_TASK_
Print out the full listing below, word for word.

_GIVEN DATA_
PR #285, opened 2026-06-18
feat: preserve and edit OpenCode provider modalities field

### LINKED ISSUE #241: [feat] opencode 加上modalities支持
不配置这个. opencode 无法识别图片

```
https://opencode.ai/config.json
              "modalities": {
                "type": "object",
                "properties": {
                  "input": {
                    "type": "array",
                    "items": {
                      "type": "string",
                      "enum": [
                        "text",
                        "audio",
                        "image",
                        "video",
                        "pdf"
                      ]
                    }
                  },
                  "output": {
                    "type": "array",
                    "items": {
                      "type": "string",
                      "enum": [
                        "text",
                        "audio",
                        "image",
                        "video",
                        "pdf"
                      ]
                    }
                  }
                },
                "additionalProperties": false
              },
```

mvanhorn:
## Summary

This change models a `modalities` field on `OpenCodeProviderConfig` and preserves user-authored modalities across the live-config write paths, while staying additive and backward compatible.

## Why

OpenCode image-capable providers advertise their capabilities through a `modalities` block (e.g. `input = ["text", "image"]` and related output modalities). Today `OpenCodeProviderConfig` does not model `modalities` and has no provider-level catch-all, so when cc-switch deserializes an OpenCode provider into the typed config and re-serializes it back to `opencode.json`, a user-supplied provider-level `modalities` block is silently dropped. The result is that switching or editing an image-capable provider through cc-switch can strip the very field that makes it image-capable. This was confirmed by the maintainer on the issue, who kept #241 open for a follow-up release.

## Changes

- `src-tauri/src/provider.rs`: add an optional `modalities: Option<Value>` field and a flattened `extra` catch-all to `OpenCodeProviderConfig`, with `Default` updated accordingly. Both use `skip_serializing_if`, so providers without modalities serialize byte-identically to before (no spurious `"modalities": null` or empty `"extra": {}`).
- `src-tauri/src/opencode_config.rs`: split `set_provider` so raw `Value` callers preserve an existing on-disk `modalities` value when the incoming object omits the key (protecting JSON-editor / TUI edits), while the typed `set_typed_provider` path does not preserve — letting an explicit clear through `OpenCodeProviderConfig { modalities: None, .. }` actually remove the field instead of resurrecting a stale value.

## Tests

Added coverage in `src-tauri/tests/opencode_provider.rs` plus module unit tests:

- A provider with `modalities = { input: ["text","image"] }` round-trips through write -> read unchanged.
- A provider without modalities serializes with no `modalities`/`extra` key (backward-compat golden).
- The raw `set_provider` path preserves an existing on-disk modalities block when the incoming provider omits it.
- The typed `set_typed_provider` path clears modalities when the config explicitly omits them.

Verified locally from `src-tauri/`: `cargo fmt --check`, `cargo clippy --tests`, and the OpenCode/provider tests all pass.

Closes #241

### DIFF
--- a/src-tauri/src/opencode_config.rs
+++ b/src-tauri/src/opencode_config.rs
@@ -63,6 +63,14 @@ pub fn get_providers() -> Result<Map<String, Value>, AppError> {
 }
 
 pub fn set_provider(id: &str, provider: Value) -> Result<(), AppError> {
+    set_provider_value(id, provider, true)
+}
+
+fn set_provider_value(
+    id: &str,
+    mut provider: Value,
+    preserve_modalities: bool,
+) -> Result<(), AppError> {
     let mut full_config = read_opencode_config()?;
 
     if full_config.get("provider").is_none() {
@@ -73,6 +81,21 @@ pub fn set_provider(id: &str, provider: Value) -> Result<(), AppError> {
         .get_mut("provider")
         .and_then(Value::as_object_mut)
     {
+        if preserve_modalities {
+            if let Some(incoming) = provider.as_object_mut() {
+                if !incoming.contains_key("modalities") {
+                    if let Some(modalities) = providers
+                        .get(id)
+                        .and_then(Value::as_object)
+                        .and_then(|existing| existing.get("modalities"))
+                        .cloned()
+                    {
+                        incoming.insert("modalities".to_string(), modalities);
+                    }
+                }
+            }
+        }
+
         providers.insert(id.to_string(), provider);
     }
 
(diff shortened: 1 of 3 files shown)


SaladDay:
LGTM, THANKS

mvanhorn:
Really appreciate the review, @SaladDay. Modeling and preserving the modalities field on OpenCodeProviderConfig keeps user edits intact.

mvanhorn:
Thanks @SaladDay - preserving and editing the OpenCode modalities field keeps user-authored config from getting dropped on write.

_EXERCISE RESULT_
PR #285, opened 2026-06-18
feat: preserve and edit OpenCode provider modalities field

### LINKED ISSUE #241: [feat] opencode 加上modalities支持
不配置这个. opencode 无法识别图片

```
https://opencode.ai/config.json
              "modalities": {
                "type": "object",
                "properties": {
                  "input": {
                    "type": "array",
                    "items": {
                      "type": "string",
                      "enum": [
                        "text",
                        "audio",
                        "image",
                        "video",
                        "pdf"
                      ]
                    }
                  },
                  "output": {
                    "type": "array",
                    "items": {
                      "type": "string",
                      "enum": [
                        "text",
                        "audio",
                        "image",
                        "video",
                        "pdf"
                      ]
                    }
                  }
                },
                "additionalProperties": false
              },
```

mvanhorn:
## Summary

This change models a `modalities` field on `OpenCodeProviderConfig` and preserves user-authored modalities across the live-config write paths, while staying additive and backward compatible.

## Why

OpenCode image-capable providers advertise their capabilities through a `modalities` block (e.g. `input = ["text", "image"]` and related output modalities). Today `OpenCodeProviderConfig` does not model `modalities` and has no provider-level catch-all, so when cc-switch deserializes an OpenCode provider into the typed config and re-serializes it back to `opencode.json`, a user-supplied provider-level `modalities` block is silently dropped. The result is that switching or editing an image-capable provider through cc-switch can strip the very field that makes it image-capable. This was confirmed by the maintainer on the issue, who kept #241 open for a follow-up release.

## Changes

- `src-tauri/src/provider.rs`: add an optional `modalities: Option<Value>` field and a flattened `extra` catch-all to `OpenCodeProviderConfig`, with `Default` updated accordingly. Both use `skip_serializing_if`, so providers without modalities serialize byte-identically to before (no spurious `"modalities": null` or empty `"extra": {}`).
- `src-tauri/src/opencode_config.rs`: split `set_provider` so raw `Value` callers preserve an existing on-disk `modalities` value when the incoming object omits the key (protecting JSON-editor / TUI edits), while the typed `set_typed_provider` path does not preserve — letting an explicit clear through `OpenCodeProviderConfig { modalities: None, .. }` actually remove the field instead of resurrecting a stale value.

## Tests

Added coverage in `src-tauri/tests/opencode_provider.rs` plus module unit tests:

- A provider with `modalities = { input: ["text","image"] }` round-trips through write -> read unchanged.
- A provider without modalities serializes with no `modalities`/`extra` key (backward-compat golden).
- The raw `set_provider` path preserves an existing on-disk modalities block when the incoming provider omits it.
- The typed `set_typed_provider` path clears modalities when the config explicitly omits them.

Verified locally from `src-tauri/`: `cargo fmt --check`, `cargo clippy --tests`, and the OpenCode/provider tests all pass.

Closes #241

### DIFF
--- a/src-tauri/src/opencode_config.rs
+++ b/src-tauri/src/opencode_config.rs
@@ -63,6 +63,14 @@ pub fn get_providers() -> Result<Map<String, Value>, AppError> {
 }
 
 pub fn set_provider(id: &str, provider: Value) -> Result<(), AppError> {
+    set_provider_value(id, provider, true)
+}
+
+fn set_provider_value(
+    id: &str,
+    mut provider: Value,
+    preserve_modalities: bool,
+) -> Result<(), AppError> {
     let mut full_config = read_opencode_config()?;
 
     if full_config.get("provider").is_none() {
@@ -73,6 +81,21 @@ pub fn set_provider(id: &str, provider: Value) -> Result<(), AppError> {
         .get_mut("provider")
         .and_then(Value::as_object_mut)
     {
+        if preserve_modalities {
+            if let Some(incoming) = provider.as_object_mut() {
+                if !incoming.contains_key("modalities") {
+                    if let Some(modalities) = providers
+                        .get(id)
+                        .and_then(Value::as_object)
+                        .and_then(|existing| existing.get("modalities"))
+                        .cloned()
+                    {
+                        incoming.insert("modalities".to_string(), modalities);
+                    }
+                }
+            }
+        }
+
         providers.insert(id.to_string(), provider);
     }
 
(diff shortened: 1 of 3 files shown)


SaladDay:
LGTM, THANKS

mvanhorn:
Really appreciate the review, @SaladDay. Modeling and preserving the modalities field on OpenCodeProviderConfig keeps user edits intact.

mvanhorn:
Thanks @SaladDay - preserving and editing the OpenCode modalities field keeps user-authored config from getting dropped on write.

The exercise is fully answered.